** Opening STORED DATA block **
PR #1979, opened 2024-03-18
fix panic: filter chain should be exited when object is nil

rambohe-ch:
/kind bug

when kube-proxy component list/watch LB service, filter `discardcloudservice` and `nodeportisolation` will be selected to create filter chain. if `discardcloudservice` filter returns a nil object, it will cause panic in `nodeportisolation` filter.

so we need to exit filter chain if object is nil.

Fixes #

```release-note

```


Congrool:
done in #1984

PR #1991, opened 2024-03-25
move list object handling from ObjectFilter into ResponseFilter

### LINKED ISSUE #1990: [feature request]extract list object handling from ObjectFilter to ResponseFilter
In each ObjectFilter(like masterservice, servicetopology, etc.), filter need to handle standalone object and List object. For example, `masterservice` filter need to handle `*v1.ServiceList` and `*v1.Service` as following:

https://github.com/openyurtio/openyurt/blob/acec197f3bee3348cec7d5d23d162ae3df4b3c21/pkg/yurthub/filter/masterservice/filter.go#L82-L95

And handling `list object` is just a collection of standalone object handling, so it is a good idea to handle `list object` in a common place like `ResponseFilter` instead of handling them in every `ObjectFilter`.

So i will make a pull request to improve `list object` handling in `ObjectFilter`, then `ObjectFilter` only need to handle standalone object(like *v1.Service).

**others**
/kind feature

rambohe-ch:
/kind feature

Move list object handling in every ObjectFilter(like masterservice, servicetopology, etc.) into `ResponseFilter`, so each ObjectFilter only need to handle single object.

Fixes #1990 

```release-note

```

### DIFF
--- a/pkg/yurthub/filter/base/base_test.go
+++ b/pkg/yurthub/filter/base/base_test.go
@@ -17,6 +17,8 @@ limitations under the License.
 package base
 
 import (
+	"errors"
+	"fmt"
 	"testing"
 	"time"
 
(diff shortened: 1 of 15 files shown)


YTGhost (approved):
/lgtm
/approve

Issue #2409, opened 2025-06-16
[BUG] OTA Controller doesn't has permission to patch pod status


luc99hen:
**What happened**:
OTA Controller doesn't has permission to patch pod status 

**What you expected to happen**:
OTA Controller has permission to patch pod status 

**How to reproduce it (as minimally and precisely as possible)**:

**Anything else we need to know?**:

**Environment**:
- OpenYurt version: 1.6
- Kubernetes version (use `kubectl version`):
- OS (e.g: `cat /etc/os-release`):
- Kernel (e.g. `uname -a`):
- Install tools:
- Others:

**others**

/kind bug

PR #2415, opened 2025-06-27
fix ota controller doesn't has permission to patch pod status

PersistentJZH:
fix ota controller doesn't has permission to patch pod status

Fixes https://github.com/openyurtio/openyurt/issues/2409

```release-note

```

### DIFF
--- a/charts/yurt-manager/templates/yurt-manager-auto-generated.yaml
+++ b/charts/yurt-manager/templates/yurt-manager-auto-generated.yaml
@@ -317,6 +317,13 @@ rules:
   - patch
   - update
 - apiGroups:
+  - ""
+  resources:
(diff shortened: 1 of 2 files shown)


charts/yurt-manager/templates/yurt-manager-auto-generated.yaml
```diff
@@ -316,6 +316,13 @@ rules:
   - get
   - patch
   - update
+- apiGroups:
+  - ""
+  resources:
+  - pods/status
+  verbs:
+  - patch
+  - update
```
vie-serendipity, line 325: This file is auto-generated. You should add related permission to controller file and re-generate this file.

PR #2423, opened 2025-07-28
Optimizing hub cache

zyjhtangtang:

When the response data is gzipped and has a Content-Length header, writing to the client will fail.

-->
```release-note
None
```


rambohe-ch:
@zyjhtangtang  please fix the e2e error.

PR #2157, opened 2024-09-30
Enhance operational efficiency of K8s cluster in user's IDC

huangchenzhao:
#### What this PR does / why we need it:
#2124
#### Which issue(s) this PR fixes:

Fixes #2156

PR #2452, opened 2025-09-16
optimizing yurthub local mode

huangchenzhao:
add listOptions in EndpointsInformer

before: list-watch all endpoints in kube-public namespaces, other irrelavant endpoints ip address will be writen in iptables and results in bugs for loadbalancing

after: only list-watch tenant-apisever endpoints in kube-public namespaces

Fixes #2157


zyjhtangtang (commented):
Insufficient unit test (UT) coverage.

PR #2481, opened 2025-12-10
 Fix the issue where the masterservice and serviceenvupdater  modified the multiplexer cache.

zyjhtangtang:

There is an abnormal IPVS rule on the node for the Kubernetes service, as follows:

TCP  192.168.0.1:10268 rr
  -> 169.254.2.1:10268            Masq    1      0          0

The correct rule should be:
TCP  192.168.0.1:443 rr
  -> 169.254.2.1:10268            Masq    1      0          0

-->
```release-note
None
```


rambohe-ch:
@zyjhtangtang  please fix the unit test errors.

PR #2483, opened 2025-12-10
update yurttunnel certifications for ut.

zyjhtangtang:
> /kind ut

update yurttunnel certifications for ut.

-->
```release-note
None
```


singaporelovegaza-ship-it (commented):
love shaker

PR #2490, opened 2025-12-31
fix: failed to get nodepool with bootstrap token

will4j:
#### What type of PR is this?
/kind bug

As `--nodepool-name` becomes a Required arguments, executing cmd `yurtadm join --nodepool-name=xxx` will failed with error msg `when --nodepool-name is specified, the specified nodePool should be exist.`, but the actual cause is `nodepools.apps.openyurt.io "xxx" is forbidden: User "system:bootstrap:xxxxx" cannot get resource "nodepools" in API group "apps.openyurt.io" at the cluster scope`.

This pr:
1. displays err of GetNodePoolInfoWithRetry
2. add get permission of nodepools to clusterrole `yurt-hub-yurt-static-set-role` which binding to serviceaccount group`system:bootstrappers`

Fixes #

```release-note

```

### DIFF
--- a/charts/yurthub/templates/yurthub-cfg.yaml
+++ b/charts/yurthub/templates/yurthub-cfg.yaml
@@ -82,6 +82,12 @@ rules:
       - yurt-static-set-yurt-hub-cloud
     verbs:
       - get
+  - apiGroups:
+      - apps.openyurt.io
+    resources:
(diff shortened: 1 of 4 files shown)


zyjhtangtang:
@will4j Please pay attention to the bottlenecks in UT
** Closing STORED DATA block **
• [EXERCISE DIRECTIONS]:
Please reproduce, exactly as written, the lines of the records from the first line through the one containing "In each ObjectFilter(like".

• [EXERCISE RESULT]:
PR #1979, opened 2024-03-18
fix panic: filter chain should be exited when object is nil

rambohe-ch:
/kind bug

when kube-proxy component list/watch LB service, filter `discardcloudservice` and `nodeportisolation` will be selected to create filter chain. if `discardcloudservice` filter returns a nil object, it will cause panic in `nodeportisolation` filter.

so we need to exit filter chain if object is nil.

Fixes #

```release-note

```


Congrool:
done in #1984

PR #1991, opened 2024-03-25
move list object handling from ObjectFilter into ResponseFilter

### LINKED ISSUE #1990: [feature request]extract list object handling from ObjectFilter to ResponseFilter
In each ObjectFilter(like masterservice, servicetopology, etc.), filter need to handle standalone object and List object. For example, `masterservice` filter need to handle `*v1.ServiceList` and `*v1.Service` as following:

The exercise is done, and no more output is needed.